(Stored data)
PR #454, opened 2015-11-23
fix issue 444: Timeout while executing "renergy noderange temperature…

zet809:
…|powerusage"


chenglch:
I understand the cause for ipmi timeout, but I think we should modify the comment for OpenPOWER server which get in 'ipmi.pm'   https://github.com/xcat2/xcat-core/blob/master/perl-xCAT/xCAT/Utils.pm#L3516

zet809:
Add more comments, pls review.

chenglch:
LGTM

PR #1313, opened 2016-06-15
issue 1191: do retry when update dns record replies NOTAUTH

daniceexi:


whowutwut:
@bybai  Can you provide a patch file for this change for xCAT 2.9.1? 
FYI @cxhong

bybai:
Hi @whowutwut ,
I do not find upstream/2.9.1 from git. 
Another thing, the 'NOAUTH' issue from ESS can work well now. It is usage issue, not caused by code. I do not know they want to change their code or not.

zet809:
@bybai What @whowutwut meaning is the upstream/2.9 branch. It shall be 2.9.4 right now.

whowutwut:
@bybai Thanks, I see that in the email exchanges.  @zet809  ESS is using xCAT 2.9.1 version, so we cannot just apply the patch to 2.9.4 and then give them a patch file.. unless there are no conflicts..  But for now, I think we don't need to do anything here.

Issue #1304, opened 2016-06-14
confignics -s failed, make the computer node can not ping 


wwzhubj:
I use updatenode  node "confignics -s" to set my installnic to static mode. But updatenode hanged and the computer node can not ping and ssh. 
when rcons it, we see in the config file for installnic, the netmask is 0.0.0.0, which is wrong. 

In my env:  route table is : 
Destination     Gateway         Genmask         Flags Metric Ref    Use Iface
default         v2199gw9-114-39 0.0.0.0         UG    0      0        0 eth0
9.114.39.0      *               255.255.255.0   U     0      0        0 eth0
10.128.128.0    *               255.255.255.0   U     0      0        0 eth1
link-local      *               255.255.0.0     U     1000   0        0 eth1

but in xCAT postscript configeth  476 line, will set the "0.0.0.0" as the netmask into network config file. 
str_inst_mask=`route |grep  ${inst_ip_pre}|awk '{print $3}'|head -1`

The issue can be fixed by change it like below:
str_inst_mask=`route |grep -E ^${inst_ip_pre}|awk '{print $3}'|head -1`

daniceexi:
In @wwzhubj 's env, the  ``${inst_ip_pre} = 9.114.39.0``, when run the ``route |grep ${inst_ip_pre}|awk '{print $3}'|head -1``, the first line ``default v2199gw9-114-39 0.0.0.0 UG 0 0 0 eth0`` is matched, then it get the incorrect value. I suggest to use the ``^`` to match the route entry from beginning.

daniceexi:
The fix has been verified by @wwzhubj, so close it.

PR #1315, opened 2016-06-16
issue 1304: fix the issue confignics -s cannot get the correct netmas…

daniceexi:
…k for installnic


daniceexi:
This is for issue #1304

immarvin:
agree to merge

Issue #1308, opened 2016-06-15
[customer] lsdef and Rest API issues with regex on nicks


arif-ali:
Just have seen an issue with the nickips, when we have regex

```
"virt","|eno1!10.28.9.($1+10),ipmi0!10.28.25.($1+10),bond0!10.28.41.($1+10)|","bond0!-10g",,,,,,"bond0!MTU=9000","bond0!ens1f0|ens1f1",,,
```

if you look at the outputs below, we have |eno1 as the interface name, which doesn't quite work out. Not sure the best resolution to this though. But some idea on resolving this would be great

```
[root@admin001 ~]# lsdef -t group virt
Object name: virt
    ip=|10.28.9.($1+10)|
    members=virt000,virt001,virt002,virt003,virt004,virt005,virt006,virt007
    nicdevices.bond0=ens1f0|ens1f1
    nicextraparams.bond0=MTU=9000
    nichostnamesuffixes.bond0=-10g
    nicips.|eno1=10.28.9.($1+10)
    nicips.ipmi0=10.28.25.($1+10)
    nicips.bond0=10.28.41.($1+10)|
    postbootscripts=configbond bond0 ens1f0@ens1f1,ocf/setup_extnw -n virt_10g
    provmethod=base-image.virt
[root@admin001 ~]# curl -k "https://admin001.<snip>/xcatws/groups/virt?userName=root&userPW=<snip>&pretty=1"
{
   "virt":{
      "provmethod":"base-image.virt",
      "nicips.bond0":"10.28.41.($1+10)|",
      "ip":"|10.28.9.($1+10)|",
      "members":"virt000,virt001,virt002,virt003,virt004,virt005,virt006,virt007",
      "nicextraparams.bond0":"MTU=9000",
      "nicips.ipmi0":"10.28.25.($1+10)",
      "nicips.|eno1":"10.28.9.($1+10)",
      "postbootscripts":"configbond bond0 ens1f0@ens1f1,ocf/setup_extnw -n virt_10g",
      "nicdevices.bond0":"ens1f0|ens1f1",
      "nichostnamesuffixes.bond0":"-10g"
   }
}
```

■ What the task asks: Repeat the data precisely, reproducing every entry.

■ Reply to the exercise:
PR #454, opened 2015-11-23
fix issue 444: Timeout while executing "renergy noderange temperature…

zet809:
…|powerusage"


chenglch:
I understand the cause for ipmi timeout, but I think we should modify the comment for OpenPOWER server which get in 'ipmi.pm'   https://github.com/xcat2/xcat-core/blob/master/perl-xCAT/xCAT/Utils.pm#L3516

zet809:
Add more comments, pls review.

chenglch:
LGTM

PR #1313, opened 2016-06-15
issue 1191: do retry when update dns record replies NOTAUTH

daniceexi:


whowutwut:
@bybai  Can you provide a patch file for this change for xCAT 2.9.1? 
FYI @cxhong

bybai:
Hi @whowutwut ,
I do not find upstream/2.9.1 from git. 
Another thing, the 'NOAUTH' issue from ESS can work well now. It is usage issue, not caused by code. I do not know they want to change their code or not.

zet809:
@bybai What @whowutwut meaning is the upstream/2.9 branch. It shall be 2.9.4 right now.

whowutwut:
@bybai Thanks, I see that in the email exchanges.  @zet809  ESS is using xCAT 2.9.1 version, so we cannot just apply the patch to 2.9.4 and then give them a patch file.. unless there are no conflicts..  But for now, I think we don't need to do anything here.

Issue #1304, opened 2016-06-14
confignics -s failed, make the computer node can not ping 


wwzhubj:
I use updatenode  node "confignics -s" to set my installnic to static mode. But updatenode hanged and the computer node can not ping and ssh. 
when rcons it, we see in the config file for installnic, the netmask is 0.0.0.0, which is wrong. 

In my env:  route table is : 
Destination     Gateway         Genmask         Flags Metric Ref    Use Iface
default         v2199gw9-114-39 0.0.0.0         UG    0      0        0 eth0
9.114.39.0      *               255.255.255.0   U     0      0        0 eth0
10.128.128.0    *               255.255.255.0   U     0      0        0 eth1
link-local      *               255.255.0.0     U     1000   0        0 eth1

but in xCAT postscript configeth  476 line, will set the "0.0.0.0" as the netmask into network config file. 
str_inst_mask=`route |grep  ${inst_ip_pre}|awk '{print $3}'|head -1`

The issue can be fixed by change it like below:
str_inst_mask=`route |grep -E ^${inst_ip_pre}|awk '{print $3}'|head -1`

daniceexi:
In @wwzhubj 's env, the  ``${inst_ip_pre} = 9.114.39.0``, when run the ``route |grep ${inst_ip_pre}|awk '{print $3}'|head -1``, the first line ``default v2199gw9-114-39 0.0.0.0 UG 0 0 0 eth0`` is matched, then it get the incorrect value. I suggest to use the ``^`` to match the route entry from beginning.

daniceexi:
The fix has been verified by @wwzhubj, so close it.

PR #1315, opened 2016-06-16
issue 1304: fix the issue confignics -s cannot get the correct netmas…

daniceexi:
…k for installnic


daniceexi:
This is for issue #1304

immarvin:
agree to merge

Issue #1308, opened 2016-06-15
[customer] lsdef and Rest API issues with regex on nicks


arif-ali:
Just have seen an issue with the nickips, when we have regex

```
"virt","|eno1!10.28.9.($1+10),ipmi0!10.28.25.($1+10),bond0!10.28.41.($1+10)|","bond0!-10g",,,,,,"bond0!MTU=9000","bond0!ens1f0|ens1f1",,,
```

if you look at the outputs below, we have |eno1 as the interface name, which doesn't quite work out. Not sure the best resolution to this though. But some idea on resolving this would be great

```
[root@admin001 ~]# lsdef -t group virt
Object name: virt
    ip=|10.28.9.($1+10)|
    members=virt000,virt001,virt002,virt003,virt004,virt005,virt006,virt007
    nicdevices.bond0=ens1f0|ens1f1
    nicextraparams.bond0=MTU=9000
    nichostnamesuffixes.bond0=-10g
    nicips.|eno1=10.28.9.($1+10)
    nicips.ipmi0=10.28.25.($1+10)
    nicips.bond0=10.28.41.($1+10)|
    postbootscripts=configbond bond0 ens1f0@ens1f1,ocf/setup_extnw -n virt_10g
    provmethod=base-image.virt
[root@admin001 ~]# curl -k "https://admin001.<snip>/xcatws/groups/virt?userName=root&userPW=<snip>&pretty=1"
{
   "virt":{
      "provmethod":"base-image.virt",
      "nicips.bond0":"10.28.41.($1+10)|",
      "ip":"|10.28.9.($1+10)|",
      "members":"virt000,virt001,virt002,virt003,virt004,virt005,virt006,virt007",
      "nicextraparams.bond0":"MTU=9000",
      "nicips.ipmi0":"10.28.25.($1+10)",
      "nicips.|eno1":"10.28.9.($1+10)",
      "postbootscripts":"configbond bond0 ens1f0@ens1f1,ocf/setup_extnw -n virt_10g",
      "nicdevices.bond0":"ens1f0|ens1f1",
      "nichostnamesuffixes.bond0":"-10g"
   }
}
```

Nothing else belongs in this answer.